Но сладить с собаками оказалось не так-то легко. Только мы отошли от айсберга, где остался медведь, как я заметил, что две или три собаки стали отставать, а потом повернули назад и быстро побежали к айсбергу. Мы вернули собак и погнали их всей стаей перед собой.
И на какие только уловки они не пускались, чтобы как-нибудь улизнуть, вернуться назад и вдоволь полакомиться свежей медвежатиной. То одна, то другая собака, будто бы от страшной усталости, вдруг ложилась на снег отдохнуть. Но стоило нам только пройти мимо нее, как она живо вскакивала и бросалась назад. На других собак вдруг напала чесотка. Бежит, бежит собака и вдруг садится и начинает самым добросовестным образом чесаться. Чешется, чешется, работает ногой изо всех сил, а чуть осталась позади, чесотка проходит, и притворщица рысцой устремляется назад, к медвежатине. А Моржик, чтобы хоть как-нибудь отстать, даже начал прихрамывать.
«Самый настоящий медвежатник, — радовался я. — Пусть-ка теперь Борис попробует спорить. Я ему докажу».
Было уже, наверное, около девяти часов, когда мы наконец добрались до зимовки.
Прямо в шапках и шубах, заиндевелые, с сосульками на бровях, гремя замерзшими, скользкими валенками, мы ввалились в кают-компанию.
— Товарищи, требую амнистии для Моржика! — закричал я с порога. — Моржик — знаменитый медвежатник!

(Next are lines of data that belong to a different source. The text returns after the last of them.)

PR #189, opened 2024-12-16
feat: do not break short dot chains

QuadnucYard:
If a dot chain (without comments) starts with an ident, ends with a func call (no other calls inside), and the chain length (estimated from idents length) does not exceed 60% of max-width, the idents will not break into multiple lines.

### DIFF
--- a/crates/typstyle-core/src/pretty/code_chain.rs
+++ b/crates/typstyle-core/src/pretty/code_chain.rs
@@ -1,3 +1,4 @@
+use itertools::Itertools;
 use pretty::DocAllocator;
 use typst_syntax::{ast::*, SyntaxKind, SyntaxNode};
 
@@ -5,6 +6,7 @@ use crate::PrettyPrinter;
 
 use super::{
     chain::{iterate_deep_nodes, ChainStyle, ChainStylist},
+    util::has_comment_children,
     ArenaDoc,
 };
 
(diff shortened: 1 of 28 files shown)


Enter-tainer:
> the chain length (estimated from idents length) does not exceed 60% of max-width

Should we consider indentions here? I guess it's not covered at this moment but I think it's ok at least for now.

crates/typstyle-core/src/pretty/code_chain.rs
```diff
@@ -21,25 +27,68 @@ impl<'a> PrettyPrinter<'a> {
...
+
+        // If the chain idents are long enough, do not put them in one line.
+        let estimated_len = ident.get().len()
+            + chain
+                .iter()
+                .skip(1)
+                .map(|child| {
+                    child
+                        .cast::<FieldAccess>()
+                        .map(|field_access| field_access.field().get().len() + 1)
```
Enter-tainer, line 74: `field().len() + 1` 🤔, Are we calculating the length of `.` here ?

crates/typstyle-core/src/pretty/code_chain.rs
```diff
@@ -21,25 +27,68 @@ impl<'a> PrettyPrinter<'a> {
...
+    ) -> Option<ArenaDoc<'a>> {
+        chain.reverse();
+        let func_call = chain.last()?.cast::<FuncCall>()?;
+        let ident = chain[0].cast::<Ident>()?;
+
+        // If the chain idents are long enough, do not put them in one line.
+        let estimated_len = ident.get().len()
+            + chain
+                .iter()
+                .skip(1)
```
Enter-tainer, line 70: quick question: which item are we skipping?

QuadnucYard: the starting ident

QuadnucYard:
> Should we consider indentions here? I guess it's not covered at this moment but I think it's ok at least for now.

No. So the solution is context-unaware. As long as the chain is estimated to be able to lie in a line, it will not break.

Enter-tainer (approved):
LGTM

PR #193, opened 2024-12-18
fix: preserve comments in math

QuadnucYard:


crates/typstyle-core/src/macros.rs
```diff
@@ -0,0 +1,8 @@
+#[macro_export]
+macro_rules! alternate {
```
Enter-tainer, line 2: Could you elaborate the name here?

Enter-tainer (approved):
thx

Но никто даже не пошевельнулся. Все чинно сидели по своим местам, наверное сговорившись не обращать на нас никакого внимания. Наумыч молча выслушал чаш рапорт об убитом медведе, исподлобья посмотрел на нас круглыми злыми глазами и быстро проговорил:
— Всем троим объявляю выговор за самовольную отлучку с территории зимовки.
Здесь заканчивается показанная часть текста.